Task requirements: Once the line containing "- [x] adds unit tests" has been printed, stop; print every line before it exactly, starting at the top of the material below.

=-=-=

PR #677, opened 2025-02-25
[improvement] Select subnet for cluster

Andrews2024:
Adding the option to select which subnet to use for deploying nodes rather than using the first subnet by default. This change also modifies the templates to make the VPC and cluster IP CIDRs configurable.

**TODOs**:

- [ ] squashed commits
- [x] adds unit tests


templates/addons/ccm-linode/ccm-linode.yaml
```diff
@@ -17,7 +17,7 @@ spec:
   valuesTemplate: |
     routeController:
       vpcNames: {{ .InfraCluster.spec.vpcRef.name }}
-      clusterCIDR: 10.0.0.0/8
+      clusterCIDR: ${K8S_SERVICE_CIDR:=10.0.0.0/8}
```
rahulait, line 20: `10.0.0.0/8` is the entire VPC subnet. Lets rename this var to `VPC_NETWORK_CIDR`

Andrews2024: Updated here (https://github.com/linode/cluster-api-provider-linode/pull/677/files#diff-d1b9866c86b420a8086df2411916d47a8f86c34a7bf172a1f0ce3f5f75da0790R22) and here (https://github.com/linode/cluster-api-provider-linode/pull/677/files#diff-b3331ca1db3fef2d10e149f36d0c9db5900a11be5f8274a7d5130650d7799d9eR20)

templates/infra/cluster.yaml
AshleyDumaine, line 1: I think you'll also want this on templates/flavors/clusterclass-kubeadm/cluster-template.yaml, the others (dual-stack and full-vpcless) seem fine though.

templates/addons/cilium/cilium.yaml
AshleyDumaine, line 1: we'll also need this on templates/flavors/k3s/default/k3sControlPlane.yaml

AshleyDumaine:
Can we also update the VPC docs (docs/src/topics/vpc.md) to note the new env variables? 🙏

templates/infra/linodeCluster.yaml
```diff
@@ -15,3 +15,5 @@ spec:
     apiVersion: infrastructure.cluster.x-k8s.io/v1alpha2
     kind: LinodeFirewall
     name: ${CLUSTER_NAME}-nb
+  network:
+    subnetName: ${SUBNET_NAME:=default}
```
eljohnson92, line 19: nit: missing newline at the end of the file here

api/v1alpha2/linodecluster_types.go
```diff
@@ -174,6 +174,9 @@ type NetworkSpec struct {
 	// additionalPorts contains list of ports to be configured with NodeBalancer.
 	// +optional
 	AdditionalPorts []LinodeNBPortConfig `json:"additionalPorts,omitempty"`
+	// subnetName is the name/ label of the VPC subnet to be used by the cluster
```
komer3, line 177: is there a reason to have `/` after name in the comment here?

Andrews2024: We use name and label somewhat interchangeably. The actual subnet struct uses label, but in other places we use subnet name. This is just to say that for this field, they're the same.

rahulait (approved):
LGTM

PR #678, opened 2025-02-27
[feat] Nodebalancer VPC Integration

komer3:
With this PR, we are now able to configure Nodebalancer Backend using VPC. 

To try this feature, you need to add subnetRange (ex: 10.0.10.0/30) to LinodeCluster.Spec.Network. That will create the nodebalancer in the VPC (the one that LinodeVPC creates) and configure the nodes to use VPC IPs instead of private IPs for NB configuration. 

To test, generate default kubeadm manifest and edit the LinodeCluster to add the subnetRange `10.10.0.0/30`. Then simply apply the manifest. 

 

Fixes #

**TODOs**:

- [ ] squashed commits
- [ ] includes documentation
- [ ] adds unit tests


api/v1alpha2/linodecluster_types.go
```diff
@@ -177,11 +177,14 @@ type NetworkSpec struct {
...
 	SubnetName string `json:"subnetName,omitempty"`
-
 	// UseVlan provisions a cluster that uses VLANs instead of VPCs. IPAM is managed internally.
 	// +kubebuilder:validation:XValidation:rule="self == oldSelf",message="Value is immutable"
 	// +optional
 	UseVlan bool `json:"useVlan,omitempty"`
+	// subnetRange is the range of we want to provide for creating nodebalancer in VPC.
+	// example: 10.10.10.0/30
+	// +optional
+	SubnetRange string `json:"subnetRange,omitempty"`
```
rahulait, line 187: I am thinking we should call this variable `NodeBalancerBackendIPv4Range` instead of `SubnetRange` as its specifically for NodeBalancer.

cloud/services/loadbalancers.go
```diff
@@ -70,6 +86,48 @@ func EnsureNodeBalancer(ctx context.Context, clusterScope *scope.ClusterScope, l
...
+	}
+	if len(linodeVPC.Spec.Subnets) == 0 {
+		err = errors.New("No subnets found in LinodeVPC")
+		logger.Error(err, "Failed to fetch LinodeVPC")
+		return -1, err
+	}
+
+	// We are using the first subnet as the default one
+	// get the subnetID from the linodeVPC object
+	subnetID := linodeVPC.Spec.Subnets[0].SubnetID
```
rahulait, line 121: If `clusterScope.LinodeCluster.Spec.Network.SubnetName` is specified, we should use its id as subnetID. A single VPC can have multiple clusters which means there can be more than one subnets and we might want to use different subnet than the first subnet.

api/v1alpha2/linodecluster_types.go
komer3: Hmm how about `NodeBalancerIPv4Range`? Similar but not as long

rahulait: I was thinking of keeping it consistent with what we have in CCM, but this also looks fine to me

komer3: Oh yeah we should keep it consistent. I'll just use what you suggested

cloud/services/loadbalancers.go
```diff
@@ -44,6 +44,22 @@ func EnsureNodeBalancer(ctx context.Context, clusterScope *scope.ClusterScope, l
 		Tags:   []string{string(clusterScope.LinodeCluster.UID)},
 	}
 
+	// if subnetRange is set, create the NodeBalancer in the specified VPC
+	if clusterScope.LinodeCluster.Spec.Network.NodeBalancerBackendIPv4Range != "" && clusterScope.LinodeCluster.Spec.VPCRef != nil {
+		logger.Info("Creating NodeBalancer in VPC", "subnetRange", clusterScope.LinodeCluster.Spec.Network.NodeBalancerBackendIPv4Range)
```
rahulait, line 49: nit: should we change `subnetRange` to `nodeBalancerBackendIPv4Range` here?

komer3: Thanks for catching that!

cloud/services/loadbalancers.go
```diff
@@ -70,6 +86,62 @@ func EnsureNodeBalancer(ctx context.Context, clusterScope *scope.ClusterScope, l
 	return clusterScope.LinodeClient.CreateNodeBalancer(ctx, createConfig)
 }
 
+// getSubnetID returns the subnetID of the first subnet in the LinodeVPC.
+// If no subnets or subnetID is found, it returns an error.
```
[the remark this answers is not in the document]
komer3: Fixed that in the latest commit!

cloud/services/loadbalancers.go
```diff
@@ -70,6 +86,62 @@ func EnsureNodeBalancer(ctx context.Context, clusterScope *scope.ClusterScope, l
...
+		if subnetID == 0 {
+			return -1, fmt.Errorf("subnet with label %s not found in VPC", subnetName)
+		}
+	} else {
+		subnetID = linodeVPC.Spec.Subnets[0].SubnetID
+	}
+
+	// Validate the selected subnet ID
+	if subnetID == 0 {
+		return -1, errors.New("selected subnet ID is 0")
```
rahulait, line 139: Should we return `0, error` in this method where we are returning -1? We generally have a check like `if subnetID == 0` or `if subnetID != 0` and setting -1 would satisfy `if subnetID != 0` which we don't want.

cloud/services/loadbalancers.go
```diff
@@ -169,60 +241,99 @@ func EnsureNodeBalancerConfigs(
...
+	useVPCIps := clusterScope.LinodeCluster.Spec.Network.NodeBalancerBackendIPv4Range != "" && clusterScope.LinodeCluster.Spec.VPCRef != nil
+	if useVPCIps {
+		// Get subnetID
+		subnetID, err := getSubnetID(ctx, clusterScope, logger)
+		if err != nil {
+			logger.Error(err, "Failed to fetch Linode Subnet ID")
+			return err
+		}
+		for _, IPs := range linodeMachine.Status.Addresses {
+			// Look for internal IPs that are NOT 192.168.* (likely VPC IPs)
```
rahulait, line 314: We do allow 192.168.0.0/17 subnets to be created within VPC. We don't allow 192.168.128.0/17 https://techdocs.akamai.com/cloud-computing/docs/manage-vpc-subnets
Here, we should check that internal ip is not in that 192.168.128.0/17 subnet instead of just 192.168.*

komer3: Addressed!

cloud/services/loadbalancers.go
komer3: Addressed!

cloud/services/loadbalancers.go
komer3: Addressed!

rahulait (dismissed):
LGTM

rahulait (approved):

rahulait (approved):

=-=-=

Task result:
PR #677, opened 2025-02-25
[improvement] Select subnet for cluster

Andrews2024:
Adding the option to select which subnet to use for deploying nodes rather than using the first subnet by default. This change also modifies the templates to make the VPC and cluster IP CIDRs configurable.

**TODOs**:

- [ ] squashed commits
- [x] adds unit tests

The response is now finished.